[Records from a data source]
——————

PR #1461, opened 2024-06-27
Consensus: add debonding delegations to Staking card

buberdds:
- still showing validator address instead a name. This will be resolved in the future when validator_media object will be added, or by named accounts
- debonding list can show `children with the same key` warning temporary. Validator address + epoch will be unique in debonding delegations once bugfix is deployed on Nexus side
- filter buttons use styles from other Consensus card not from mockups (not sure why they are different)
- last commit includes changes provided by Tadej


buberdds:
bump

src/app/components/Delegations/index.tsx
```diff
@@ -27,15 +27,18 @@ export const Delegations: FC<DelegationsProps> = ({
   const { t } = useTranslation()
 
   const tableColumns: TableColProps[] = [
-    { key: 'delegator', content: t('common.address') },
+    { key: 'delegator', content: linkType === 'validator' ? t('validator.title') : t('common.address') },
```
lukaw3d, line 30: `key: 'delegator'` is misleading (also in existing code in tableRows)

Ideally it would be specified like this
```ts
    { key: 'delegator', content: t('common.address'), hide: linkType === 'validator' },
    { key: 'validator', content: t('validator.title'), hide: linkType !== 'validator' },
```

src/app/pages/ConsensusAccountDetailsPage/Staking.tsx
```diff
@@ -1,64 +1,75 @@
...
-          <Link
-            href={docs.consensusStaking}
-            rel="noopener noreferrer"
-            target="_blank"
-            sx={{ color: COLORS.brandDark }}
-          >
-            {t('validator.sharesDocs')}
-          </Link>
-        }
+        action={<FilterButtons options={options} value={type} onSelect={type => setType(type)} />}
```
lukaw3d, line 46: This infers a weak type: `FilterButtons<string>` instead of `FilterButtons<DelegationStatus>`.

One thing you can do is
```diff
  type FilterButtonsProps<T> = {
    options: { label: string; value: T }[]
    onSelect: (value: T) => void
-   value?: T
+   value?: NoInfer<T>
  }
```
that then marks `value={type}` as invalid in this line, so:
```diff
- const [type, setType] = useState('staked')
+ const [type, setType] = useState<DelegationStatus>('staked')
```

src/app/components/FilterButtons/index.tsx
```diff
@@ -0,0 +1,42 @@
...
+}
+
+export const FilterButtons = <T,>({ options, onSelect, value }: FilterButtonsProps<T>) => {
+  return (
+    <Box sx={{ display: 'inline-flex' }}>
+      {options.map(option => {
+        const selected = option.value === value
+        return (
+          <Chip
+            key={String(option.value)}
```
lukaw3d, line 19: This is a bit risky if `T` can be anything, including objects. Restrict it with `T extends string`?

lukaw3d (approved):

src/app/components/Delegations/index.tsx
buberdds: hide prop added

buberdds:
will wait for an updated empty state message

buberdds:
will merge as is and update message in a following PR as we will change layout slightly

src/app/components/Table/index.tsx
```diff
@@ -112,18 +114,23 @@ export const Table: FC<TableProps> = ({
...
-                    width: column.width || 'auto',
-                    ...(stickyColumn && !index && isMobile ? stickyColumnStyles : {}),
-                  }}
-                >
-                  {column.content}
-                </TableCell>
-              ))}
+              {columns.map((column, index) => {
+                if (column.hide) {
+                  return null
```
lukaw3d, line 119: Note: if first column is hidden then stickyColumn doesn't work

buberdds: we can remove `stickyColumn` it is not used anywhere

——————

◆ **Try it**: Copy all the lines above that hold the string "staked".

◆ **Result**:
- const [type, setType] = useState('staked')
+ const [type, setType] = useState<DelegationStatus>('staked')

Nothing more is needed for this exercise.